Berryfruit can also be pruned – remove old canes and shoots of raspberries and boysenberries, and tie new shoots to your wires.  Cut out old shoots of gooseberries and blackcurrants.

 

Vegetables:

You can plant garlic and shallot now – they can be planted on the shortest day and harvested on the longest day.

Brassicas ( cauliflowers, cabbages and broccoli), strawberries and silver beet can also be planted now.
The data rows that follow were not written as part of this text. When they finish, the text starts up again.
PR #2658, opened 2026-08-01
feat(tabs): show host name on split-workspace tabs instead of "Workspace"

chenqin231:
## Summary

A tab that holds a **split workspace** showed the generic default title **"Workspace"**, so with several tabs open you couldn't tell which host each one belonged to. This derives the tab label from the workspace's focused session instead, so the tab reads as a concrete host.

Before / after:

- Local shell split → `Localhost` (its host label) instead of `Workspace`
- SSH split → the configured host name instead of `Workspace`
- Mixed hosts in one workspace → focused host name + `+N` suffix for the rest
- A **user-renamed** workspace keeps its custom title (unchanged)

## Type of Change

- [x] New feature

## Related Issue (optional)

N/A

## Changes Made

- `domain/sessionTabTitle.ts` — add `DEFAULT_WORKSPACE_TITLE` sentinel and `resolveWorkspaceTabLabel()`, reusing `resolveSessionTabTitle` so workspace labels match exactly what single-pane tabs already show.
- `domain/workspace.ts`, `application/state/useSessionState.ts` — reference the shared `DEFAULT_WORKSPACE_TITLE` constant for the default title (single source of truth for the sentinel).
- `components/top-tabs/TopTabItems.tsx` — render the derived label (with a `title` tooltip for the full name) instead of `workspace.title`.
- `domain/sessionTabTitle.test.ts` — cover rename kept, multi-host `+N`, single host, and empty-session fallback.

The label only overrides while the workspace still carries the default title, so a renamed workspace is never touched.

## Screenshots / Demo

Split-workspace tab previously labeled `Workspace` now shows e.g. `Localhost` (local) or the SSH host's configured name.

## Testing

- [x] Linting passes (`npm run lint`) — on touched files
- [x] Tests pass (`npm test`) — new `resolveWorkspaceTabLabel` cases (13/13 in `sessionTabTitle.test.ts`); touched files typecheck clean
- [ ] Generated capability tool specs are updated when applicable

## Checklist

### DIFF
--- a/application/state/useSessionState.ts
+++ b/application/state/useSessionState.ts
@@ -626,7 +626,7 @@ export const useSessionState = ({
       
       setWorkspaceRenameTarget(prevTarget => {
         if (!prevTarget) return prevTarget;
-        setWorkspaces(prev => prev.map(w => w.id === prevTarget.id ? { ...w, title: name } : w));
+        setWorkspaces(prev => prev.map(w => w.id === prevTarget.id ? { ...w, title: name, autoTitle: false } : w));
         return null;
       });
       
@@ -652,6 +652,7 @@ export const useSessionState = ({
     // Create workspace
     const workspace = createWorkspaceFromSessionIds(sessionIds, {
       title: name,
+      autoTitle: false,
       viewMode: 'split',
     });
 
@@ -672,8 +673,12 @@ export const useSessionState = ({
     | { kind: 'local'; shellType?: TerminalSession['shellType']; shell?: string; shellArgs?: string[]; shellName?: string; shellIcon?: string }
     | { kind: 'host'; host: Host };
 
-  const createWorkspaceFromTargets = useCallback((targets: WorkspaceTarget[], name: string = DEFAULT_WORKSPACE_TITLE): string | null => {
+  const createWorkspaceFromTargets = useCallback((targets: WorkspaceTarget[], name?: string): string | null => {
     if (targets.length === 0) return null;
+    // A caller-provided name is an explicit title; without one the workspace is
+    // auto-titled and the tab derives a host-based label.
+    const explicitName = name?.trim();
+    const workspaceTitle = explicitName || DEFAULT_WORKSPACE_TITLE;
 
     const newSessions: TerminalSession[] = targets.map((target) => {
       if (target.kind === 'local') {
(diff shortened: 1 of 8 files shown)


chenqin231:
Thanks @Copilot / Codex — both point at the same root cause, fixed in `f24039d2`.

`resolveWorkspaceTabLabel` was deriving the label and the distinct-host `+N` count from `resolveSessionTabTitle`, which folds in the dynamic shell/agent title. That was wrong on two counts:
- those live titles are published only to `sessionPresentationStore`, not the plain session records passed to the tab → the label would go stale under `dynamicTabTitleMode` `agent`/`all` (Codex P2);
- per-pane dynamic titles differ on one host, so `+N` fired even when all panes shared a host (Copilot).

Fix uses `getSessionConnectionLabel` (rename / host label) — the stable host identity — for both the primary label and the distinct set. It's also exactly what the tab should convey (which host), and needs no presentation-store subscription. The `dynamicTabTitleMode` argument is dropped as now-unused. Tests + lint + typecheck green on touched files.

binaricat:
@codex review

chenqin231:
Good catch @Codex — fixed in the follow-up. The `+N` distinct-host set used the connection label (`customName || hostLabel`), so a renamed pane on the same host produced a spurious `+1`. It now counts distinct hosts by `hostLabel` alone; the focused pane still shows its rename as the primary label, only the host count ignores per-session renames. Added coverage for renamed-same-host and rename-with-multi-host. 15/15 tests + lint + typecheck green.

binaricat:
@codex review

chenqin231:
Verified and fixed. You're right — `submitSessionRename` (useSessionState.ts:585,597) rewrites both `customName` and `hostLabel`, so counting by `hostLabel` still mislabels a renamed same-host pane. Now counting distinct hosts by `session.hostId`, the only identity a rename leaves untouched: local terminals share the stable `LOCAL_TERMINAL_HOST_ID` and remote sessions carry their host config id, so same-host panes collapse to one regardless of renames. Focused pane still shows its rename as the primary label. Tests updated to carry hostId, including the rename-rewrites-both case. 15/15 + lint + typecheck green.

binaricat:
@codex review

chenqin231:
Fixed. The string sentinel was ambiguous, so I added an explicit `Workspace.autoTitle` flag. It's authoritative when present: rename, snippet-created, and named-at-creation workspaces set `autoTitle: false` and are never relabeled; only auto-titled workspaces derive a host label. Legacy workspaces without the flag fall back to the old default-title string check, so already-open default splits still get host labels while previously renamed workspaces keep their names. Covered a workspace explicitly named `Workspace` (kept) and an explicit auto-title (derived). 17/17 tests + lint + typecheck green on touched files.

binaricat:
@codex review

chenqin231:
Fixed. `restoreWorkspace()` rebuilt the workspace field-by-field and dropped `autoTitle`, so an explicitly-named workspace lost `autoTitle: false` on restore. It's now carried through with a boolean guard (so a deliberate `false` survives and legacy flagless workspaces stay flagless). Added restore coverage for the explicit-false and legacy-absent cases. 55/55 in the two suites + lint + typecheck green.

binaricat:
@codex review

Issue #2830, opened 2026-08-08
[Bug] 在终端面板中输入命令智能提示浮窗bug


setyg:
### Operating system

Windows

### Netcatty version

1.1.76

### How did you install Netcatty?

GitHub Release (.dmg / .exe / .AppImage / .deb / .rpm / .pacman)

### Affected area

SSH connection / terminal

### Can you reproduce it?

Always (100%)

### Steps to reproduce

准备一个境外服务器，命令行输入命令

<img width="506" height="295" alt="Image" src="https://github.com/user-attachments/assets/85b5cf1b-7d56-40e0-8608-a070c453efb4" />

准备一个境内服务器，命令行输入同样的命令

<img width="696" height="376" alt="Image" src="https://github.com/user-attachments/assets/f7ec1f05-269e-4988-8d73-5e7e59ee5033" />

境内服务器能够正常弹出智能提示浮窗，境外服务器不能，境外服务器还要反复删除输入，才能智能提示出来

### Expected behavior

智能提示脚本，应该不受网速影响，命令脚本是属于本地的，能够直接匹配提示出来

### Actual behavior

看上面的重现步骤

### Before submitting

- [x] I searched existing issues and did not find a duplicate
- [x] I removed passwords, private keys, and other secrets from this report

PR #2852, opened 2026-08-10
fix(terminal): restore autocomplete popup after HMR dispose and pre-echo gate

binaricat:
## Summary
- Re-arm `disposedRef` when the autocomplete mount effect re-runs so Vite Fast Refresh cleanup no longer permanently disables `fetchSuggestions` (input still scheduled, popup never appeared).
- Allow local history/fig/snippet matches during empty-echo SSH lag; keep plugins gated and still block sensitive/password prompts.
- Fall back pane visibility to the Terminal `isVisible` prop for popup/standalone mounts that never publish `paneVisibilityStore`.

## Test plan
- [ ] Cmd+R Netcatty Dev, type `docker` in SSH/local terminal — popup should appear
- [ ] Trigger HMR (edit a terminal file), type again — popup should still work without full reload
- [ ] Password / sensitive prompt should not show history popup
- [ ] `node --test --import tsx components/terminal/useTerminalAutocomplete.render.test.tsx components/terminal/terminalAutocompletePrompt.test.ts components/terminal/paneVisibilityStore.test.ts`

### DIFF
--- a/components/terminal/PromptDetector.test.ts
+++ b/components/terminal/PromptDetector.test.ts
@@ -70,8 +70,9 @@ test("uses reliable typed buffer when prompt echo has not started (IME / high-la
   assert.equal(result.prompt.userInput, "部署");
   assert.equal(result.prompt.cursorOffset, 2);
   // Pre-echo input is surfaced for alignment, but empty echo alone must not
-  // authorize history recording or any completions (password-shaped
-  // `read -s -p '$ '` prompts look identical until echo arrives).
+  // authorize history recording or third-party completion providers until echo
+  // validates the line. Local history/fig/snippet popups may still query from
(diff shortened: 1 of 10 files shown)


binaricat:
@codex review

binaricat:
Addressed Codex P1: restored the empty-echo `allowExternalProviders === false` fail-closed wait so silent shell-shaped prompts (`read -s -p '$ '`) cannot paint local history/fig/snippet suggestions. The HMR `disposedRef` re-arm (root cause of the popup never appearing) and pane-visibility fallback stay in place; partial-echo `#2830` path still uses `resolveAutocompleteQueryInput` once echo validates.

binaricat:
@codex review

PR #2877, opened 2026-08-10
fix(notes): keep MDX link preview toolbar over the link

binaricat:
## Summary

MDXEditor link preview toolbar (URL + open/edit/copy/unlink) was shifted into the notes tree when selecting a link in edit mode.

`.netcatty-mdx-editor` uses `container-type: inline-size` for narrow toolbar layout. MDX's `getSelectionRectangle` treats any `container-type` as a fixed containing block and subtracts the editor offset, but browsers do not create a fixed CB from `container-type` alone. The fixed anchor then used container-relative coords against the viewport and landed too far left.

## Type of Change

- [x] Bug fix

## Related Issue (optional)

N/A

## Changes Made

- Add `transform: translateZ(0)` on `.netcatty-mdx-editor` so the fixed containing block matches MDX coordinate math
- Guard with a unit assertion next to the existing toolbar container-type check

## Testing

- [x] Tests pass — `components/notes/InlineMarkdownEditor.test.tsx`
- Manual: edit mode, select a link near the left edge of the note body → preview bar should sit on the link, not over the notes tree

## Checklist

### DIFF
--- a/components/notes/InlineMarkdownEditor.test.tsx
+++ b/components/notes/InlineMarkdownEditor.test.tsx
@@ -189,6 +189,12 @@ test("note markdown toolbar remains usable in narrow panes", () => {
     styles,
     /\.netcatty-mdx-editor\s*\{[^}]*container-type:\s*inline-size;/s,
   );
+  // Keep fixed-containing-block in sync with MDX linkDialog coordinate math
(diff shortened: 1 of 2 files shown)


binaricat:
@codex review

PR #2897, opened 2026-08-11
feat(vault): 添加动态组路径支持用于自动化脚本

yintian710:
- 在脚本配置中添加 targetGroups 字段用于指定动态组路径
- 更新工具规范定义以支持动态组路径参数
- 实现组范围的连接脚本动态继承功能
- 更新 CLI 适配器以支持 --target-groups 参数
- 添加测试用例验证动态组路径映射和解析
- 更新国际化资源文件添加相关提示文本
- 重构脚本目标匹配逻辑分离显式主机和组路径匹配
- 实现组路径变更时的重映射和删除处理逻辑
- 更新 UI 组件支持组路径选择和显示功能
- 修改文档描述更新动态组路径使用说明

  ## Summary

  Add dynamic group targeting for scripts.

  Scripts can now target host groups without copying the groups' current host IDs into the script. Hosts added to a selected group later will automatically match the script, while hosts removed from the group will stop
  matching unless they are explicitly targeted or belong to another selected group.

  This avoids having to edit and re-save scripts whenever the membership of a target group changes.

  ## Type of Change

  - [ ] Bug fix
  - [x] New feature
  - [ ] Refactor / code cleanup
  - [ ] Documentation update
  - [ ] Build / CI change

  ## Related Issue (optional)

  N/A

  ## Changes Made

  - Added a group target option to script target selection.
  - Added a reusable group selection dialog for selecting one or more host groups.
  - Added persisted `targetGroups` metadata to scripts.
  - Resolve current group membership dynamically instead of materializing host IDs into scripts.
  - Match hosts in the selected group and all of its descendant groups.
  - Apply dynamic group targets to manual, output-triggered, and connection-triggered script execution.
  - Deduplicate scripts and hosts matched through explicit host targets, dynamic group targets, and all-host targets.
  - Stop matching a host after it leaves a selected group unless:
    - The host is explicitly targeted.
    - The host still belongs to another selected group.
    - The script targets all hosts.
  - Update stored script group paths when groups are renamed or moved.
  - Remove affected script group targets when groups are deleted.
  - Display dynamically inherited group scripts separately in host details.
  - Added `targetGroups` support to agent operations, CLI parameters, capability schemas, guidance, and generated tool specifications.
  - Ensure large CLI capability output is fully flushed before the command exits.
  - Added regression coverage for target resolution, output triggers, connection scripts, group lifecycle changes, UI rendering, agent operations, CLI mapping, and generated capability specifications.

  ## Screenshots / Demo

  Behavior overview:

  1. Open a script and choose **Select group** under its execution targets.
  2. Select one or more host groups.
  3. Hosts currently inside the selected groups match the script.
  4. Hosts added to the selected groups later automatically match without editing the script again.
  5. Hosts removed from the selected groups stop matching unless another target still applies.
  6. Selecting a parent group also matches hosts inside its descendant groups.

  ## Testing

  - [ ] Tests pass (`npm test`)
  - [x] Generated capability tool specs are updated when applicable (`npm run generate:capability-tools`)

  Validation completed:

  - Verified the feature locally with `npm run dev`.
  - No command-line errors or warnings were observed during local development testing.
  - 82 script target, connection trigger, output trigger, group lifecycle, and UI tests passed.
  - 13 CLI, capability adapter, and generated specification tests passed.
  - `git diff --check` passed.
  - Full `npm test` was executed. The remaining unrelated environment failures are caused by:
    - The locally installed dependencies missing `turndown`, which is already declared in `package.json` and `package-lock.json`.
    - A Node.js 23 module loader hook incompatibility in `TerminalLayerSupport.dragCleanup.test.ts`; the project CI uses Node.js 22.
  - The two CLI capability tests affected by truncated stdout were fixed and verified separately.

  ## Checklist


binaricat (dismissed):
Thanks for the feature. The core dynamic group matching logic looks sound, including nested groups, deduplication, connection ordering, and group rename/delete handling. I found several issues that should be addressed before merging:

1. **CLI flag is not parsed.** `electron/capabilities/adapters/cliAdapter.cjs` declares `--target-groups`, but `electron/cli/netcatty-tool-cli.cjs` never parses that flag into `opts.targetGroups`. As a result, the CLI cannot actually set dynamic group targets.

2. **Terminal autocomplete ignores group targets.** `components/terminal/autocomplete/snippetCompleter.ts` only checks `targetsAllHosts` and explicit host IDs, while `completionEngine.ts` passes only `hostId`. A script limited to a group can therefore be suggested and executed on a host outside that group.

3. **Snippet export/import drops `targetGroups`.** `domain/snippetTransfer.ts` does not include the new field in the export type, export mapping, import sanitization, or imported snippet construction. Exporting and re-importing a group-scoped script silently loses its scope; an onOutput script can become effectively unscoped.

4. **Generic snippet Agent tools are incomplete.** `vault.snippets.create/update` accept `kind=script`, but their input schemas and generated tool specs do not expose `targetGroups`. Please either add the field and regression coverage, or make those tools explicitly script-incompatible.

I verified the focused target/trigger/group-lifecycle tests (91 passed), lint, and production build. The existing remote `lint-and-test` check is also green, but these integration gaps remain.

binaricat:
@codex review

yintian710:
> @codex review

哥们你好快啊，太牛了

binaricat:
Thanks for the follow-up — the four issues from the previous review are fixed. One merge blocker remains in the group lifecycle path: group rename/move/delete persists groups, hosts, sources, and configs separately from the script `targetGroups` remap/cleanup. Deletion commits and releases the Vault lock before script targets are updated, and the Agent group operations also issue separate writes. If the later snippet write fails (for example quota exhaustion), the app exits between writes, or another window writes concurrently, the Vault can persist a renamed/deleted group while scripts still reference the old path.

Please include the snippet target remap/cleanup in the same Vault transaction as the group change, report success only after the joint commit succeeds, and add regression coverage for rename/delete failure plus a concurrent snippet update. This keeps the dynamic group link durable rather than only correct in the current render.

binaricat:
@codex review

binaricat:
@codex review

binaricat:
@codex review

Issue #2920, opened 2026-08-12
[Bug] tmux Attach button opens a small window but does not attach


liubaicai:
### Environment

- OS: Windows 11
- Netcatty version: 1.1.78

### Steps to reproduce

1. Connect to a host that has an existing tmux session.
2. Open the tmux session list in the right sidebar.
3. Click the Attach button for a session.

### Expected behavior

Netcatty should attach to the selected tmux session normally.

### Actual behavior

The session is not attached in the current terminal. Instead, a small separate window opens and remains mostly blank.

### Screenshot

See the attached screenshot.

liubaicai:
<img width="1253" height="799" alt="Image" src="https://github.com/user-attachments/assets/c3c2887d-1f5e-4b89-aa21-e0375f99da79" />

Watch out for slugs and snails – use a product like Quash, which is safe around pets.   

 

Lawns:

At this time of year, lawns that are in the shade can get mossy. You can use products like Surrender or iron sulphate to control moss, or simply rake the lawn vigorously and remove the debris. If your lawn is poorly drained, you should think about putting in drains. If it is shady, either improve the light by thinning trees nearby, or if you can’t do this, it may be more advisable to plant this area in shade-loving plants.

Hydrocotyle or waxweed can be a major weed problem now. You can use Hydrocotyle killer, but it helps to keep the grass growing well, and well drained, as the weed gets in bare areas and loves wet soils. 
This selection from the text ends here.